Part 2 of 2: Developing Essential Skills
Step 1. Breathe once for each stroke
A good breathing rhythm consists of inhaling when one arm comes out of the water and exhaling when the other comes out of the water. Maintain this pattern by breathing deeply and steadily.
Constant, deep breathing is important, although the back style allows you to breathe whenever you want. Maintaining a regular cadence allows you to swim backstroke effectively for as long as possible
Step 2. To turn quickly, flip
When you are about to approach the wall of the pool, turn around in a prone position so you can see where you are going. Arm yourself forward with both arms, blocking the movement at the thigh. Flip forward underwater and then straighten your arms to rest your feet firmly against the wall. Push yourself forward and start the kick by keeping both arms forward, very close to your ears, to create a kind of hydrodynamic "tip" with your hands. As you slow down and return to the surface, start your normal back movement again.
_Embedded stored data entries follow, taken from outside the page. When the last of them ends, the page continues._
PR #1673, opened 2024-09-17
feat: Add VMReserved to InstanceTypeOverhead

jukie:
Relates:
- https://github.com/aws/karpenter-provider-aws/issues/5161
- https://github.com/aws/karpenter-provider-aws/pull/7004

**Description**
The underlying OS or VM hypervisor consumes additional resources that should be tracked as overhead. In the linked PR this overhead is being subtracted from the overall capacity but it may be preferable to instead add them here.


jukie:
Thinking more it probably makes sense to keep this within overall capacity measurements

PR #1683, opened 2024-09-17
feat: implement graceful error handling in operator package

danxwang22:
Fixes #N/A 

**Description**
This implements fail open logic within the operator package 


pkg/operator/operator.go
```diff
@@ -225,3 +198,66 @@ func (o *Operator) Start(ctx context.Context) {
 	}()
 	wg.Wait()
 }
+
+func setupIndexers(ctx context.Context, mgr manager.Manager) {
+	err := mgr.GetFieldIndexer().IndexField(ctx, &corev1.Pod{}, "spec.nodeName", func(o client.Object) []string {
+		return []string{o.(*corev1.Pod).Spec.NodeName}
+	})
+	if err != nil {
+		log.FromContext(ctx).Error(err, "failed to setup pod indexer")
```
jonathan-innis, line 207: The one question that I have from this: Is this going to cause weird failure states that we don't expect? Like, is it possible that we fail to setup the indexer due to some weird transient error and then we are in this weird half-state that we can't recover from?

We should probably look into the indexer code and see the scenarios where it can return an error. If it's just when the object isn't found, this is probably fine. 

It might also be good to use other projects as reference-points here to see what they do on top of what sig-apimachinery recommends here.

pkg/apis/crds/karpenter.sh_nodepools.yaml
```diff
@@ -3,7 +3,7 @@ apiVersion: apiextensions.k8s.io/v1
 kind: CustomResourceDefinition
 metadata:
   annotations:
-    controller-gen.kubebuilder.io/version: v0.16.2
```
jonathan-innis, line 6: I think these may be updated now so you may just need to rebase this PR based off of the current main

njtran (commented):
/lgtm
/approve

Issue #1674, opened 2024-09-17
Pod eviction will cause service interruption


andyblog:
### Description

**Observed Behavior**:

When all replicas of a Deployment are on the same node, for example, a deployment has 2 pods on this node, and the 2 pods are evicted when the node is terminated. From the time the 2 pods are evicted to the time the 2 pods are created and run successfully on the new node, the deployment has no pods to provide services. 
This also happens when a Deployment has only one replica.

**Expected Behavior**:

During Evicting, a judgment will be made here. If all replicas of the Deployment are on this node, or the Deployment has only one replica, restarting the Deployment is more elegant than evicting. This operation will first create a pod on the new node, wait for the new pod to run successfully, and then terminate the old pod, which will reduce service interruption time.

**Reproduction Steps** (Please include YAML):

**Versions**:
- Chart Version:
- Kubernetes Version (`kubectl version`):

* Please vote on this issue by adding a 👍 [reaction](https://blog.github.com/2016-03-10-add-reactions-to-pull-requests-issues-and-comments/) to the original issue to help the community and maintainers prioritize this request
* Please do not leave "+1" or "me too" comments, they generate extra noise for issue followers and do not help prioritize the request
* If you are interested in working on this issue or have submitted a pull request, please leave a comment

njtran:
> This operation will first create a pod on the new node, wait for the new pod to run successfully, and then terminate the old pod, which will reduce service interruption time.

As I understand it, this is how it currently works. Can you show reproduction steps to show what you're talking about?

andyblog:
The current working method is:
1. Spot instance or ondemand instance is terminated for various reasons
2. Node starts to be deleted and finalizer method starts to be executed
3. Pods on the current node start to be evicted

I think when all replicas of the deployment are on this node, restarting is more elegant than evicting, because the service will not be interrupted during the restart

PR #1685, opened 2024-09-18
fix: when all replicas of a deployment are on one node, restart the deployment instead of evicting it

andyblog:
Fixes   [1674](https://github.com/kubernetes-sigs/karpenter/issues/1674)

**Description**
When all replicas of a Deployment are on the same node, for example, a deployment has 2 pods on this node, and the 2 pods are evicted when the node is terminated. From the time the 2 pods are evicted to the time the 2 pods are created and run successfully on the new node, the deployment has no pods to provide services.
This also happens when a Deployment has only one replica.

During Evicting, a judgment will be made here. If all replicas of the Deployment are on this node, or the Deployment has only one replica, restarting the Deployment is more elegant than evicting. This operation will first create a pod on the new node, wait for the new pod to run successfully, and then terminate the old pod, which will reduce service interruption time.

- make presubmit

### DIFF
--- a/pkg/controllers/node/termination/terminator/terminator.go
+++ b/pkg/controllers/node/termination/terminator/terminator.go
@@ -19,9 +19,11 @@ package terminator
 import (
 	"context"
 	"fmt"
+	"sync"
 	"time"
 
 	"github.com/samber/lo"
+	appsv1 "k8s.io/api/apps/v1"
 	corev1 "k8s.io/api/core/v1"
 	"k8s.io/apimachinery/pkg/api/equality"
 	apierrors "k8s.io/apimachinery/pkg/api/errors"
@@ -29,6 +31,7 @@ import (
 	"sigs.k8s.io/controller-runtime/pkg/client"
 	"sigs.k8s.io/controller-runtime/pkg/log"
 
+	v1 "sigs.k8s.io/karpenter/pkg/apis/v1"
 	terminatorevents "sigs.k8s.io/karpenter/pkg/controllers/node/termination/terminator/events"
 	"sigs.k8s.io/karpenter/pkg/events"
 	nodeutil "sigs.k8s.io/karpenter/pkg/utils/node"
@@ -36,18 +39,21 @@ import (
 )
 
 type Terminator struct {
-	clock         clock.Clock
-	kubeClient    client.Client
-	evictionQueue *Queue
-	recorder      events.Recorder
+	sync.RWMutex
+	clock                  clock.Clock
+	kubeClient             client.Client
+	nodeRestartDeployments map[string]map[string]struct{}
+	evictionQueue          *Queue
+	recorder               events.Recorder
 }
 
 func NewTerminator(clk clock.Clock, kubeClient client.Client, eq *Queue, recorder events.Recorder) *Terminator {
 	return &Terminator{
-		clock:         clk,
-		kubeClient:    kubeClient,
-		evictionQueue: eq,
-		recorder:      recorder,
+		clock:                  clk,
+		kubeClient:             kubeClient,
+		nodeRestartDeployments: make(map[string]map[string]struct{}),
+		evictionQueue:          eq,
+		recorder:               recorder,
 	}
 }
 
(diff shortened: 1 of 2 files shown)


jwcesign:
I like this idea

jwcesign:
One of the drawbacks is:
This generates a lot of replicasets, and if you want to roll back the specific version by replicasets, you may not be able to do it.

pkg/controllers/node/termination/terminator/terminator.go
```diff
@@ -175,3 +195,146 @@ func (t *Terminator) podDeleteTimeWithGracePeriod(nodeGracePeriodExpirationTime
...
+}
+
+func (t *Terminator) RestartDeployments(ctx context.Context, deployments []*appsv1.Deployment, nodeName string) error {
+	var updateErrors []error
+
+	for _, deployment := range deployments {
+		if deployment.Spec.Template.Annotations == nil {
+			deployment.Spec.Template.Annotations = make(map[string]string)
+		}
+		restartedNode, exists := deployment.Spec.Template.Annotations["kubectl.kubernetes.io/restartedNode"]
```
jwcesign, line 251: Why did we choose the name `kubectl.kubernetes.io/restartedNode` instead of something like x.karpenter.sh/xxx?

andyblog: It is OK to use "karpenter.sh/restartedNode". I refer to the restart method of k8s. It is more reasonable to change it to karpenter style here. Can you help review and see which parts are unreasonable and need to be modified? I will modify it together

jwcesign: Sure, I will take a look asap.

pkg/controllers/node/termination/terminator/terminator.go
```diff
@@ -175,3 +207,145 @@ func (t *Terminator) podDeleteTimeWithGracePeriod(nodeGracePeriodExpirationTime
...
+
+func (t *Terminator) RestartDeployments(ctx context.Context, deployments []*appsv1.Deployment, nodeName string) error {
+	var updateErrors []error
+
+	for _, deployment := range deployments {
+		if deployment.Spec.Template.Annotations == nil {
+			deployment.Spec.Template.Annotations = make(map[string]string)
+		}
+		restartedNode, exists := deployment.Spec.Template.Annotations[v1.DeploymentRestartNodeAnnotationKey]
+		if exists && restartedNode == nodeName {
```
jwcesign, line 264: Why skip if `restartedNode == nodeName`? And other annotation value is better, like `true`?

jwcesign: Why not take the annotation from `deployment.Annotations`?

pkg/controllers/node/termination/terminator/terminator.go
```diff
@@ -175,3 +207,145 @@ func (t *Terminator) podDeleteTimeWithGracePeriod(nodeGracePeriodExpirationTime
...
+		}
+	}
+
+	for _, pod := range pods {
+		deployment := deploymentCache[pod.Namespace+"/"+pod.Name]
+
+		if deployment != nil {
+			key := deployment.Namespace + "/" + deployment.Name
+			if nodeDeploymentReplicas[key] >= *deployment.Spec.Replicas {
+				// If a deployment has multiple pods on this node, there will be multiple deployments here, and deduplication is required.
```
jwcesign, line 313: If it's in the scaling-up process, this checking maybe wrong. how about check the ready replicas?

pkg/controllers/node/termination/terminator/terminator.go
```diff
@@ -175,3 +207,145 @@ func (t *Terminator) podDeleteTimeWithGracePeriod(nodeGracePeriodExpirationTime
...
+					uniqueDeployments[key] = struct{}{}
+					restartDeployments = append(restartDeployments, deployment)
+				}
+				continue
+			} else {
+				// If a deployment has multiple copies, all of which are on this node,
+				// when the restart begins, the number of copies of the deployment on this node will gradually decrease.
+				// This situation needs to be judged separately.
+				t.RLock()
+				_, exists := t.nodeRestartDeployments[nodeName][key]
```
jwcesign, line 324: Managing nodeRestartDeployments involves quite a bit of code. Maybe it's time for a refactor?

jwcesign (commented):
Other lgtm

pkg/controllers/node/termination/terminator/terminator.go
andyblog: Updating deployment.Spec.Template.Annotations can restart deployment, but updating deployment.Annotations will not cause deployment to restart

Here deployment.Spec.Template.Annotations is used as a sign of whether deployment has been restarted. If annotation already has nodeName, it means that the last Reconcile has restarted deployment, so it will be skipped this time

After testing, it can be implemented. Can you help to see if it is suitable?

njtran:
I'm also wondering if this is better suited for a standardized upstream termination flow, rather than implementing this behavior on Karpenter. Effectively we'll be doing a lot more checks, and querying pods/deployments across the cluster for every pod we're terminating, but only doing something different in a smaller subset of cases, where all pods in the deployment live on the cluster. This is nice to let the deployment controller handle up rollouts, but i'm not sure if the juice is worth the squeeze here. 

If you feel confident about the change here and the drawbacks, can you write up an RFC detailing the trade-offs so I can better understand?

pkg/controllers/node/termination/terminator/terminator.go
```diff
@@ -175,3 +207,145 @@ func (t *Terminator) podDeleteTimeWithGracePeriod(nodeGracePeriodExpirationTime
...
+
+		t.Lock()
+		if t.nodeRestartDeployments[nodeName] == nil {
+			t.nodeRestartDeployments[nodeName] = make(map[string]struct{})
+		}
+		t.nodeRestartDeployments[nodeName][deployment.Namespace+"/"+deployment.Name] = struct{}{}
+		t.Unlock()
+
+		deployment.Spec.Template.Annotations[v1.DeploymentRestartNodeAnnotationKey] = nodeName
+		if err := t.kubeClient.Update(ctx, deployment); err != nil {
```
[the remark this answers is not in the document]
andyblog: Indeed, restarting the deployment operation will make the karpenter have too much permissions.
Is the upstream support "surge" eviction feature available in a short period of time?

andyblog:
This situation should be more common in non-production environments, such as test environments and pre-release environments, which are usually functional verifications. Most services are single-copy. If the service interruption time can be minimized when the node is terminated, the R&D experience will be better.

Currently, there seems to be no better way to solve this problem except restarting the deployment. If consider making it a feature and turning it off by default?

Our company is currently encountering this problem, and other companies should also encounter the same problem.

I will try to write an RFC, and we will discuss the advantages and disadvantages, as well as the feasibility.

Cristobal-M:
I'm preparing a cluster for dev/staging and facing this same issue. We have deployments with `replicas: 1` and if the only pod gets evicted = downtime for service. I am not an expert and maybe what I am about to say is dumb.

If Karpenter should not alter deployments/replicasets, maybe an alternative is to use pod-disruption-budget and have Karpenter just create an annotation on the node for that case: "I want to disrupt this node but I can't"

That would allow an external controller to do:
- Taint the node
- Find deployments responsible for the node pods
- Restart such deployments

They would not be scheduled to the same node, if the new pods are Ready, the old ones get deleted, PDB is respected and Karpenter would be able to disrupt it the next check.

I guess that would have minimal changes for this project. It could be something implemented by the user from a manifest in karpenter documentation, referencing another github project.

It will take some practice to figure out exactly when you can turn around in a prone position. In theory, you should do this when you are within a stroke or two of the edge of the pool
Step 3. If the pool is indoors, you can use the ceiling as a reference to maintain a straight path
In this case you will have many structural elements that will help you not to veer off your "course". Look for a line or decoration in the ceiling. Keep your eyes open while swimming and focus on the ceiling; make sure that the decoration is oriented in the same direction you are swimming, to make sure you are moving in a straight line.
If you are swimming outdoors, then you have less of a chance. If there are clouds, try to always keep them oriented in a certain direction, to be sure to travel in a straight line, or make sure that the sun is always on a certain side of the body. Staying on course in cloudy weather is difficult, as you have few visible landmarks
Advice
- When you shoot from the wall of the pool (or in the flip of a turn) you can adopt the dolphin-style kick underwater to push yourself into the pool. To perform this movement, keep your legs together and move them simultaneously.
- While not essential for this style, goggles are very useful, especially during turns.